I couldn’t look away. It was like a train wreck, even though there was no physical wreckage.
What I was watching was a long, long line of cars in San Antonio, all on their way to a food bank. That visual stayed with me for days. When I tried to learn more about it, I discovered that there were 10,000 cars in that line. Ten thousand.
That, for me, will be one of the enduring images of the coronavirus pandemic. (For that picture and more like it that will take your breath away, check out this article at Mother Jones.) Variations on the scene in San Antonio can be found all around the nation. In Anaheim, California, the line of cars headed for the food bank was a mile long. A south Florida food bank reported a 600 percent increase in people asking for help. In Massachusetts, demand is up more than 800 percent.
By one estimate, about one in every three people in line at food banks had never before in their lives been unable to afford food. The statistics and the images are an indication of just how vast a swath the pandemic has cut, crisscrossing around the nation, and how deep it has penetrated, right down to a need for something so fundamental as food.

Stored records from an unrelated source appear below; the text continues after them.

PR #3561, opened 2015-02-23
verifyInfo for CSG

jchris:
This duck types db infos from Sync Gateway and makes allowances
for things like access control sequences and lack of doc_count.

We don't switch on isSyncGateway() explicitly b/c we don't want
to drop these assertions for the whole environment, just when
the info is from Sync Gateway. If we want to make sure it's not
being lenient in other environments we could refactor the verifyInfo
function to look more like a switch statement. Maybe the time to
do this is on the NEXT environment that gets added. :)

### DIFF
--- a/tests/integration/test.replication.js
+++ b/tests/integration/test.replication.js
@@ -62,9 +62,18 @@ adapters.forEach(function (adapters) {
 
     function verifyInfo(info, expected) {
       if (!testUtils.isCouchMaster()) {
-        info.update_seq.should.equal(expected.update_seq, 'update_seq');
+        if (typeof info.doc_count === 'undefined') { 
+          // info is from Sync Gateway, which allocates an extra seqnum
+          // for user access control purposes.
+          info.update_seq.should.be.within(expected.update_seq, 
+            expected.update_seq + 1, 'update_seq');
+        } else {
+          info.update_seq.should.equal(expected.update_seq, 'update_seq');
+        }
       }
-      info.doc_count.should.equal(expected.doc_count, 'doc_count');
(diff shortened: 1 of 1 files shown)


jchris:
Since it's already flattened into one commit with a detailed assertion, and the tests pass, I'm tempted to click the green merge button. Anyone tried that in a simple case like this? Can it work?

nolanlawson:
@jchris Sadly, it will definitely create an explicit merge commit if you press the Green button. :( Don't worry, though, I got ya covered. I'll merge it.

tests/integration/test.replication.js
```diff
@@ -62,9 +62,18 @@ adapters.forEach(function (adapters) {
 
     function verifyInfo(info, expected) {
       if (!testUtils.isCouchMaster()) {
-        info.update_seq.should.equal(expected.update_seq, 'update_seq');
+        if (typeof info.doc_count === 'undefined') { 
+          // info is from Sync Gateway, which allocates an extra seqnum
+          // for user access control purposes.
```
nolanlawson: Duck typing is fine, but the comments are much appreciated. I worry the tests may end up getting pretty gnarly if we have a lot of special logic for CSG vs Couch master vs Couch 1.x vs Pouch Server, but so far it hasn't been too bad.

nolanlawson:
ca5dfd4571c9318345b4f32b573f27b2e48d09a3

One trick I often use to get the right issue number for a commit is to just march through `github.com/../issues/<issuenum>` until I find a 404. I think @daleharvey commits and then amends the commit message. :stuck_out_tongue:

PR #3562, opened 2015-02-23
docs read range for SG

jchris:

PR #3563, opened 2015-02-24
(#3562) Cleanup CSG assertions

jchris:
Instead of a range assertion, assert for the specific case.


jchris:
merged ee340e414f7ca8f6b4bbee7cd782b3c40f8c2fd9

nolanlawson:
@jchris This looks good, but just for next time, we prefer to get a +1 from another contributor before merging stuff, even if it's tiny. :)

PR #4166, opened 2015-08-16
(#4166) - simpler Function.bind shim for phantomjs

nolanlawson:
I always disliked the complexity of managing `ES5_SHIM=true`.
As it turns out, the only thing we really need to shim for phantom is
`Function.prototype.bind`, so it's much simpler IMO to just
include a basic shim (provided by the `pmind` module) and not
have to explicitly include all of `es5-shim`.


daleharvey:
I have no opinions on `pmind` vs `es5-shim`, eithers fine for me. However I dont want to remove the fact that we are explicitly adding it, seems like a small issue but adding things globally to our test environment makes it extremely easy for subtle bugs to get introduced that would have pouchdb fail entirely when used, but passing in our suite.

Alternatively we can just explicitly not support ie8, we dont test in it, have other reported problems with it and its very much at its end of life

nolanlawson:
pbind is very simple, and it doesn't modify the environment in any way unless `!Function.prototype.bind`. Here's [the code](https://github.com/evanlucas/pbind/blob/master/index.js).

My main complaint is just that it's so awkward to have to remember to put `ES5_SHIM=true`, and in fact the es5-shim is modifying the environment a lot more than we really need to for PhantomJS. `Function.prototype.bind` is required to even get Mocha to run, let alone PouchDB, but other than that we need zero shims in order to pass the tests. (I've given up on IE 8/9.)

I still stand by this commit in terms of simplifying the test process; I can't imagine what subtle bugs it could introduce, and if anything we're being more explicit about only supporting ES5-enabled browsers.

daleharvey:
Its a test cleanliness thing, we start testing in react-native or some other exotic environment which may or may not have `bind` and we dont know whether its needed or not, its an extreme example but if a browser comes out and breaks `bind` we do not know about it.

It seems like its a small polyfill thats easy to keep track of, but eventually we update phantom and dont need it, its just sitting in our global test environment without us noticing, we do the same with a few other polyfills for older envs and suddenly we dont know what envs require what polyfills. This isnt a slippery slope thing, in early pouch we had quite a few times where pouchdb was entirely broken in the browser but passing all test suites fine due to polluting the global scope.

Switching to pmind is absolutely fine, or removing <es5 support entirely would probably be ok, even just adding the polyfill to pouchdb itself. But I really dont want to add globals (which pouchdb requires to function in some cases), unconditionally to the global test environment.

nolanlawson:
Fair enough; I would prefer to just close this issue then. Let's keep the es5-shim around. Maybe we'll need it anyway if we can ever get iE9 passing. :)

But those long lines made me wonder: Does a need for help have a different meaning now than it did before the pandemic?
The first thing I ever studied, before I started my research on single people, and even before I did so many studies of the psychology of lying and detecting lies, was the psychology of asking for help. My published papers had titles such as “the costs of asking for help,” “are shy people reluctant to ask for help?”, and “asking a child for help.”

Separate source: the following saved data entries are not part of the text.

PR #4168, opened 2015-08-16
(#4168) - increase EventEmitter max to 20

nolanlawson:
So I started up PouchDB Server and created a single database,
and I saw that I had already hit the EventEmitter warning.

This tells me that we are exceeding the limit of 10 through normal
usage, which explains why so many people have complained about this
starting with 4.0.0.

I don't think it should be the responsibility of users to increase
this limit unless it really, really indicates a memory leak. We have
lots of tests in place to ensure we don't leak memory, and we are the
ones adding all these event listeners to the PouchDB object, so
I would rather we just increase the limit and handle it automatically
for users.

### DIFF
--- a/docs/errors.md
+++ b/docs/errors.md
@@ -77,12 +77,12 @@ There is a limit of one database per app in some versions of the Android WebView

My focus was almost entirely on the psychological costs of asking for help. It can be a blow to your self-esteem to admit to yourself that you need help, and even more difficult to admit it to someone else by asking them for that help. If that person is someone you feel that you should be helping, rather than vice versa (such as a child), that can make it even worse.
There are many psychological dynamics at play when people hesitate to ask for help, such as not wanting to feel obligated to the person who helps you, or worrying about bothering that person, or fearing that you might get rejected. One of the key dynamics is the concern that needing help might mean that you are inadequate in some way. You are different from other people. You can feel ashamed of yourself for needing help.
But when you see a line of cars a mile long in one place, or ten thousand cars in another, and when you know that unprecedented numbers of people are in need of food assistance for the first time in their lives — well, that makes it feel less personal, doesn’t it? You don’t have some personal failing. There is something systematic happening. Something that is in no way your fault. Maybe you have lost your job and have used up all of your savings, but so have millions of other people.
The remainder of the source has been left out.